* [Assignment]
How many lines in the records below contain the word "models"? Reply with the number alone.

(Saved entries)
* * * *
PR #868, opened 2025-08-04
Fix open data asset test year field conversion

wrridgeway:


.github/scripts/test_open_data_assets.py
```diff
@@ -91,7 +91,10 @@ def main() -> None:
         asset_row_counts_by_year = [
             {
                 **year_count,
-                asset_year_field: int(year_count[asset_year_field])
+                # Convert year field to float first to handle cases where
+                # Socrata passes a string representation of a float, e.g.
```
jeancochrane, line 95: **[Nitpick, optional]** I think this would be slightly clearer:

```suggestion
                # Socrata passes a float representation of an integer, e.g.
```

jeancochrane (approved):
Thanks for tracking this down! Super strange. I double-checked [a raw API response](https://datacatalog.cookcountyil.gov/resource/y282-6ig3.json?$query=SELECT%20*%20WHERE%20pin%20=%20%2704091050480000%27%20and%20year%20=%202025) and confirmed that the weird floats appear in the API response regardless of whether you issue the query in Python or not.

I think the root problem here is that the Socrata [Number datatype](https://dev.socrata.com/docs/datatypes/number.html) does not distinguish between floats and integers, so presumably all these years are stored in their database as floats (or some other form of decimal) and then their API serialization code is responsible for truncating trailing zeros when returning a JSON response. It's weird that some years get returned as integers and some as floats with a trailing zero, however; I can't think of a reason why they would be different.

Would you be open to raising a support ticket with Socrata to ask whether this is a bug or expected behavior? It doesn't need to block this PR, but I think it's worth checking to see if they can fix this upstream. I suspect they'll tell us that it's expected behavior due to the lack of a dedicated integer type, but if there's any chance it's a bug on their side, it would be awesome to get it fixed. I suspect this limitation of the API will also be frustrating for the end users of our data and an upstream fix would be the best way to help them, too.

wrridgeway:
Sure thing. I'll open a ticket with them, and we can revert this PR if they make any sort of changes that address our issue.

PR #869, opened 2025-08-06
Fix formatting problem for yamllint

### LINKED ISSUE #835: Fix YAML linting for dbt config files
We have yamllint configured on this repo via superlinter, but it doesn't seem to be catching indentation problems in dbt config files. You can test this out by introducing extraneous indents and confirming that superlinter doesn't flag them. Let's see if we can figure out why not, and potentially move it into pre-commit so we can catch problems faster.

wagnerlmichael:
Here is one situation where it seems like an explicit declaration of indentation rules catches a spacing problem where it previously didn't, confirmed by CI checks:
- Error that wasn't flagged by super linter: https://github.com/ccao-data/data-architecture/pull/869/commits/530a27e666b7bcdbb8c37a895eb691df84628f92
- Error flagged upon rule implementation: https://github.com/ccao-data/data-architecture/pull/869/commits/683c83cb01e504f48ecafcfd8d7d3c63d0a70f43

More formatting problem tests that seem to be already getting caught: https://github.com/ccao-data/data-architecture/pull/869/commits/07b115b1efbc6ee30a148829a94ec339c0fc7f58

Closes #835

### DIFF
--- a/.yamllint.yml
+++ b/.yamllint.yml
@@ -1,2 +1,4 @@
 rules:
   document-start: disable
+  indentation:
+    spaces: 2
--- a/dbt/models/default/schema/default.vw_pin_condo_char.yml
+++ b/dbt/models/default/schema/default.vw_pin_condo_char.yml
@@ -31,7 +31,7 @@ models:
       - name: char_unit_sf
         description: '{{ doc("shared_column_char_unit_sf") }}'
       - name: char_yrblt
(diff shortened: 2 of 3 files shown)


wagnerlmichael:
Let me know if the overlooked formatting problems that motivated the creation of https://github.com/ccao-data/data-architecture/issues/835 are still happening/what they are and I can keep looking into those.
* * * *
* [Exercise solution]
3